1. **Gene factors**: Sparse matrix where each component involves a subset of genes
2. **Sample factors**: Mixed component weights for each sample (biological variation)
3. **Time factors**: Distinct temporal patterns (increasing, decreasing, peaked, etc.)
4. **Noise**: Gaussian noise added to simulate measurement error
5. **Non-negativity**: All values are non-negative (like real expression data)

This structure ensures:
- Clear component separation for easier convergence
- Realistic sparsity patterns
- Interpretable temporal dynamics

## Usage

### Generate Synthetic Data

```bash
python M-multi-species/scripts/14-barnacle/generate_synthetic_data.py \
  --output-dir M-multi-species/output/14-barnacle-synthetic \
  --n-genes 10223 \
  --n-samples-per-species 10 \
  --n-components 5 \
  --noise-level 0.1 \
  --seed 42
```

### Parameters

- `--output-dir`: Directory to save synthetic CSV files (required)
- `--n-genes`: Number of genes (default: 10223, matching real data)
- `--n-samples-per-species`: Samples per species (default: 10)
- `--n-components`: Number of underlying components (default: 5)
- `--noise-level`: Noise level as fraction of signal (default: 0.1)
- `--seed`: Random seed for reproducibility (default: 42)
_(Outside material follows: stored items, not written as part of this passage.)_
Issue #2924, opened 2020-08-31
Document status of (exec) plugins on Windows


jcassee:
Not a Windows user myself, I build and release Windows versions for an exec plugin I maintain, which the Go compiler supports. However, a user recently told me that exec plugins are not supported on Windows:  goabout/kustomize-sopssecretgenerator#14. He pointed to [a short thread on Slack](https://kubernetes.slack.com/archives/C9A5ALABG/p1585924675198200).

I could not find any mention of the support for exec plugins on Windows in the documentation. If they are not supported, maybe add a notice? I can create a PR, but could be a one-liner in [plugins/_index.md](https://github.com/kubernetes-sigs/kustomize/blob/master/site/content/en/guides/plugins/_index.md).

If they are supported, we could use some help in goabout/kustomize-sopssecretgenerator#14. :smile:

Shell32-Natsu:
I am not a windows user, at least not a windows kustomize user, too. 😆 

But I guess the exec plugin should be able to work on windows.

https://github.com/kubernetes-sigs/kustomize/blob/8d543d8483cbe481d2f07dd0c03e29d07dc1132f/api/internal/plugins/execplugin/execplugin.go#L48-L57

Here is the code which checks whether an exec plugin is actually executable. I not sure how does Go library work on windows in this case, but your user may be able to do a quick experiment on their machine and see does Go consider the file not executable.

gochist:
I ran the following code on windows:

```go
package main

import "os"

func main() {
	f, err := os.Stat("C:\\Users\\june.yi\\Downloads\\SopsSecretGenerator_1.3.1_windows_amd64.exe")

	if err == nil {
		println(f.Mode())
		println(f.Mode() & 0111 == 0000)
	}
}

```

And the result is:

```
438
true
```

Shell32-Natsu:
`438==0666`, which means file information that golang gets says it's not runnable.

gochist:
@Shell32-Natsu Right. I think the method of checking whether a file is executable in Windows should be a little different. As it is, no one can use the exec plugin on Windows.

Shell32-Natsu:
kustomize, or even kubectl, is not fully tested on Windows. At least for now, we don't have enough resources and motivation to make everything work perfectly on Windows. Please try WSL or Docker on Windows.

/close

gochist:
[...]

PR #3027, opened 2020-09-22
Support exec plugin on Windows

gochist:
As discussed on #2924, we are now aware that the exec plugin is not available on Windows. This is because we can't check if the plugin is executable via file mode on Windows.

So, I changed the conditions for loading exec plugin so that the plugin can be used in Windows.

### DIFF
--- a/api/internal/plugins/execplugin/execplugin.go
+++ b/api/internal/plugins/execplugin/execplugin.go
@@ -53,6 +53,11 @@ func (p *ExecPlugin) ErrIfNotExecutable() error {
 	}
 	// In Windows, it is not possible to determine whether a
 	// file is executable through file mode.
+	// TODO: provide for setting the executable FileMode bit on Windows
+	// The (fs *fileStat) Mode() (m FileMode) {} function in
+	// https://golang.org/src/os/types_windows.go
+	// lacks the ability to set the FileMode executable bit in response
+	// to file data on Windows.
 	if f.Mode()&0111 == 0000 && runtime.GOOS != "windows" {
 		return fmt.Errorf("unexecutable plugin at: %s", p.path)
 	}
--- a/api/internal/plugins/execplugin/execplugin.go
+++ b/api/internal/plugins/execplugin/execplugin.go
@@ -9,6 +9,7 @@ import (
 	"io/ioutil"
 	"os"
 	"os/exec"
+	"runtime"
 	"strings"
 
 	"github.com/google/shlex"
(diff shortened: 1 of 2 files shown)


api/internal/plugins/execplugin/execplugin.go
```diff
@@ -50,7 +51,9 @@ func (p *ExecPlugin) ErrIfNotExecutable() error {
 	if err != nil {
 		return err
 	}
-	if f.Mode()&0111 == 0000 {
+	// In Windows, it is not possible to determine whether a
+	// file is executable through file mode.
+	if f.Mode()&0111 == 0000 && runtime.GOOS != "windows" {
```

### Run Tensor Decomposition on Synthetic Data

After generating the data, run the standard pipeline:

```bash
python M-multi-species/scripts/14-barnacle/build_tensor_and_run.py \
  --input-dir M-multi-species/output/14-barnacle-synthetic \
  --output-dir M-multi-species/output/14-barnacle-synthetic-results \
  --rank 5 \
  --lambda-gene 0.1 \
  --lambda-sample 0.1 \
  --lambda-time 0.05 \
  --max-iter 1000 \
  --tol 1e-5 \
  --seed 42
```

## Outputs

The script generates:

1. **Three species CSV files**:
   - `apul_normalized_expression.csv`
   - `peve_normalized_expression.csv`
   - `ptua_normalized_expression.csv`

2. **Ground truth factors** (in `ground_truth/` subdirectory):
   - `true_gene_factors.csv`: True gene loadings
   - `true_sample_factors.csv`: True sample loadings
   - `true_time_factors.csv`: True temporal patterns

You can compare the recovered factors from the decomposition with these ground truth factors to validate the method.

## Example: Full Workflow

```bash
# 1. Generate synthetic data
python M-multi-species/scripts/14-barnacle/generate_synthetic_data.py \
  --output-dir M-multi-species/output/14-barnacle-synthetic \
  --n-genes 1000 \
  --n-samples-per-species 8 \
  --n-components 5 \
  --noise-level 0.05 \
  --seed 123

# 2. Run tensor decomposition
python M-multi-species/scripts/14-barnacle/build_tensor_and_run.py \
  --input-dir M-multi-species/output/14-barnacle-synthetic \
  --output-dir M-multi-species/output/14-barnacle-synthetic-results \
  --rank 5 \
  --lambda-gene 0.1 \
  --lambda-sample 0.1 \
  --lambda-time 0.05 \
  --max-iter 2000 \
  --tol 1e-4 \
  --seed 42

# 3. Check convergence in results
cat M-multi-species/output/14-barnacle-synthetic-results/barnacle_factors/metadata.json
```

## Why This Data Converges Well

The synthetic data is designed for convergence because:

1. **Clear structure**: Components have distinct temporal patterns
2. **Sparsity**: Most genes are zero for most components
3. **Non-negativity**: Data and factors are non-negative (natural for gene expression)
4. **Sufficient signal**: Signal-to-noise ratio is high enough
5. **No missing values**: Complete data for all samples and timepoints
6. **Realistic scale**: Values are in a similar range to real normalized expression data

This makes it an ideal test case for parameter tuning and validation.